Back to the Farmers Market
The Amagansett Farmers Market was a buzzing hangout for decades, from the 1970s through the 1990s, but after closing for a few years and then bouncing from owner to owner for a while (Zabar’s, then the Amagansett Food Institute), it lost its mojo. The lines of customers’ parked cars disappeared. Last year, however, Amber Waves Farm, which grows and markets local produce, took over its management and it started buzzing again. At the same time, family-friendly activities began and became what may be an even greater draw.
Every day this summer, as customers sit or sprawl on the lawn drinking coffee and eating organic foods from the on-site kitchen, Amber Waves has offered activities for children and adults, including farm chores, story time, and cook-your-own-pizza nights. As autumn arrives, the programs will continue with kitchen-skills seminars and themed dinners.

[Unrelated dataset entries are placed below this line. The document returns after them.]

PR #472, opened 2022-09-01
Change keepMask for extrapolating stiffnessFactor

matthewhoffman:
Before the keepMask for stiffnessFactor was thickness>0.  However, this
excluded the extended Albany cell.  This commit changes the logic to
make the keepMask where the optimization returned values of
stiffnessFactor>0 (i.e. the whole Albany mesh).  There still is
extrapolation into the MPAS mesh beyond the Albany mesh.  That
extrapolation is adjusted to disable smoothing.  There is no reason to
think smoothing is of value there, and it takes longer to do it.

Also updated the help.


trhille (approved):
Approved by inspection.

PR #474, opened 2022-09-07
Replace `$` with `$$` when writing config options

### LINKED ISSUE #473: `$$` getting written as `$` in output config file
It is not possible to use the output config file (the one in `logs` or the complete config file in `html`) as an input config file because certain `$$` in strings get written out instead as `$`.  Then, on reading these back in, they get interpreted as references to other config options.

We need to figure out a way to output `$` as `$$`.  This may need to happen in MPAS-Tools, rather than here.

Thanks @akturner for reporting this issue.

xylar:
This is necessary because we always use extended interpolation when we read config files, and a single `$` is interpreted as a reference to another config option.

closes #473

### DIFF
--- a/conda_package/mpas_tools/config.py
+++ b/conda_package/mpas_tools/config.py
@@ -364,7 +364,7 @@ class MpasConfigParser:
                 if include_sources:
                     source = self.sources[(section, option)]
                     fp.write(f'# source: {source}\n')
-                value = str(value).replace('\n', '\n\t')
+                value = str(value).replace('\n', '\n\t').replace('$', '$$')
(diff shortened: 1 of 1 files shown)


xylar:
## Testing

I tested MPAS-Analysis with this fix.  Without the fix, the output config files contain values with `$` and with the fix they instead have `$$` as expected.  Further, I made sure that I could run `mpas_analysis` with the config file written out by a previous run (altering the output path to avoid collisions).  Neither analysis run has finished yet but both are running smoothly so far.

I will also test compass but I do not expect any difficulty there, since compass does not include config options with `$$`

PR #475, opened 2022-09-19
Add sea-level equiv axis to VAF plot

trhille:
Add a sea-level equivalent axis in mm to VAF subplot in plot_globalStats.py.
Also remove some redundancy in unit conversions.

image

### DIFF
--- a/landice/output_processing_li/plot_globalStats.py
+++ b/landice/output_processing_li/plot_globalStats.py
@@ -13,7 +13,7 @@ from optparse import OptionParser
 import matplotlib.pyplot as plt
 
 rhoi = 910.0
-
+rhosw = 1028.
 
 print("** Gathering information.  (Invoke with --help for more details. All arguments are optional)")
 parser = OptionParser(description=__doc__)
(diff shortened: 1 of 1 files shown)


landice/output_processing_li/plot_globalStats.py
```diff
@@ -97,6 +100,15 @@
 plt.grid()
 
 
+def VAF2seaLevel(vol):
+    return vol * scaleVol / 3.62e14 * rhoi / rhosw * 1000.
```
matthewhoffman, line 104: What do you think about making this always relative to the initial sea level equivalent? i.e.
```suggestion
    return (vol - vol[0]) * scaleVol / 3.62e14 * rhoi / rhosw * 1000.
```
(and similar for the inverse)

trhille: @matthewhoffman, this would only work if all the runs plotted are starting from the same VAF, which won't always be the case. So we can either have both axes show totals or change from initial, but we can't have the VAF axis show total and the SLR axis show change from initial if we want to maintain generality. I'd be fine with either way. Let me know which one you'd prefer.

trhille: @matthewhoffman, are you happy with this, or would you like me to make both axes show change from the initial time?

trhille:
@matthewhoffman, I think the new `plotChange` option in https://github.com/MPAS-Dev/MPAS-Tools/pull/471 will give you the functionality you asked for in this PR.

matthewhoffman (approved):
@trhille , yes, in combination with #471 it is possible to plot SLR as change from initial.  I rebased and force-pushed to resolve conflicts arising from the recently merged #471.

PR #483, opened 2022-12-12
Constrain shapely because of big changes in 2.0

xylar:
Here is a description of what we will need to change to be able to work with 2.0:
https://shapely.readthedocs.io/en/stable/migration.html


xylar:
Shapely 2.0 has just been released (https://github.com/conda-forge/shapely-feedstock/pull/120) and it will likely break MPAS-Tools.

PR #484, opened 2022-12-12
Reorganize sea-ice grid tools into python package

xylar:
This merge moves many functions from `seaice_grid_tools` into a `seaice` python package.  This is intended as an intermediate step (easier to review) before moving the `seaice` package within the `mpas_tools` package.

A `CMake` build capability has been added in anticipation of building `fix_regrid_output.exe` for the conda package.

Some fairly minimal clean-up has been done as part of the proposed reorganization.

Many python scripts in `seaice_grid_tools` are now just stubs that call functions within the `seaice` package.


akturner (approved):

xylar:
Thanks @akturner!

PR #521, opened 2023-08-17
Convert masks to int type in `cull()` function

xylar:
The new version of the cell culler requires masks in `int` (rather than `int64` or `float`) format.

This is needed because output in NETCDF4 format is producing int64, rather than int32, arrays but the cell culller is then reading a full int64 data array into memory allocated for an int32 array, thus overwriting a lot of memory allocated for other arrays with garbage.


xylar:
## Testing

I was able to cull the mesh in the QUwISC240 mesh test case in compass with this branch, whereas it was crashing without these changes.

PR #526, opened 2023-09-21
Switch from use of 'nc-config' to 'nf-config' in top-level Makefile for grid_rotate

mgduda:
This PR switches to the use of `nf-config` in the top-level `Makefile` for the grid_rotate tool.

Beginning with NetCDF-C 4.9.2, the `nc-config` program no longer provides information from `nf-config`; see
Unidata/netcdf-c@6f55c852

Now, `nf-config`, rather than `nc-config` is used to determine the Fortran compiler, include paths, and library paths to use.

### DIFF
--- a/mesh_tools/grid_rotate/Makefile
+++ b/mesh_tools/grid_rotate/Makefile
@@ -1,7 +1,7 @@
-FC = $(shell nc-config --fc)
+FC = $(shell nf-config --fc)
 FFLAGS = -O3
-FCINCLUDES = $(shell nc-config --fflags)
-FCLIBS = $(shell nc-config --flibs)
+FCINCLUDES = $(shell nf-config --fflags)
+FCLIBS = $(shell nf-config --flibs)
 
 all: grid_rotate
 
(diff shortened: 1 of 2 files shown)


xylar:
@mgduda, it seems like maybe the README should be fixed, too?
https://github.com/MPAS-Dev/MPAS-Tools/blob/009168c7bcacd853c1681c505d5a91ec65ecea07/mesh_tools/grid_rotate/README#L30-L36

dimomatt:
Looks good once the README is updated- does the revision history also need an entry?

mgduda:
> @mgduda, it seems like maybe the README should be fixed, too?
> 
> https://github.com/MPAS-Dev/MPAS-Tools/blob/009168c7bcacd853c1681c505d5a91ec65ecea07/mesh_tools/grid_rotate/README#L30-L36

Good catch! I've just force-pushed an update the `README`.

xylar (approved):

mgduda:
> Looks good once the README is updated- does the revision history also need an entry?

I've updated the revision history in the `README` as well. We could probably consider just removing that section of the `README` at some point, as anyone interested the history of the code could just browse the git log.

dimomatt (approved):

PR #527, opened 2023-09-27
Add new features to config parser

xylar:
This merge adds 2 new features to the `MpasConfigParser`:
* Config files can be written out in "raw" format, which preserves the config options that use extended interpolation, rather than substituting them.  This is useful in situations where you want to write out a config file that can still take advantage of extended interpolation when it is read back in.  Writing out in raw format is now the default.
* Two new methods, `append()` and `prepend()` allow you to add a copy of another set of config options either before or after a given set of options.  This is useful for combining a set of specialize options with a set of common or default options, particularly if this procedure needs to happen repeatedly (e.g. for separate tasks, each with its own specialized options).

### DIFF
--- a/conda_package/docs/api.rst
+++ b/conda_package/docs/api.rst
@@ -116,6 +116,8 @@ Config
    MpasConfigParser.set
    MpasConfigParser.write
    MpasConfigParser.copy
+   MpasConfigParser.append
+   MpasConfigParser.prepend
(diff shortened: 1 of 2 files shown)


xylar:
This work has been tested along with this Polaris branch:
https://github.com/xylar/polaris/tree/add-shared-configs
This testing exercised the new raw writing feature and the `prepend()` method.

On Saturdays and Sundays this summer activities started in the morning. Amber Waves cultivates 10 farmland acres north of Main Street, growing hundreds of vegetables and herbs, plus more than 75 kinds of flowers. Families who sign up to pitch in on farm chores are guided into the fields for light tasks, perhaps stopping to visit the chickens and taste a few vegetables. Then, Ann Jones Levine, the farm’s education coordinator (favorite vegetable: Sungold tomatoes), reads stories to the children, who are then let loose on the grounds.
The flour for the pizza dough comes from wheat grown on site, and during pizza nights participants of all ages roll and shape the dough, customizing their pies with toppings from the fields and watching them go into and come out of the wood-burning oven.
Weekday programs are more structured. On Tuesdays and Thursdays, Amber Waves partnered this summer with the Children’s Museum of the East End to create a farm club; it will continue after school in the fall. Other attractions that may keep the energy hopping once summer is over will be a dinner for Community Sponsored Agriculture participants on Sept. 16 and a fund-raiser for the Amagansett School on Oct. 6. Autumn-weekend workshops are planned on topics such as fermentation, canning, pickling, and flower arranging.
“We are a nonprofit educational farm,” said Katie Baldwin, a co-founder of Amber Waves (favorite vegetable: Chioggia beets). “Everything the farm produces and the market sells funds and supports the farm’s educational programming.”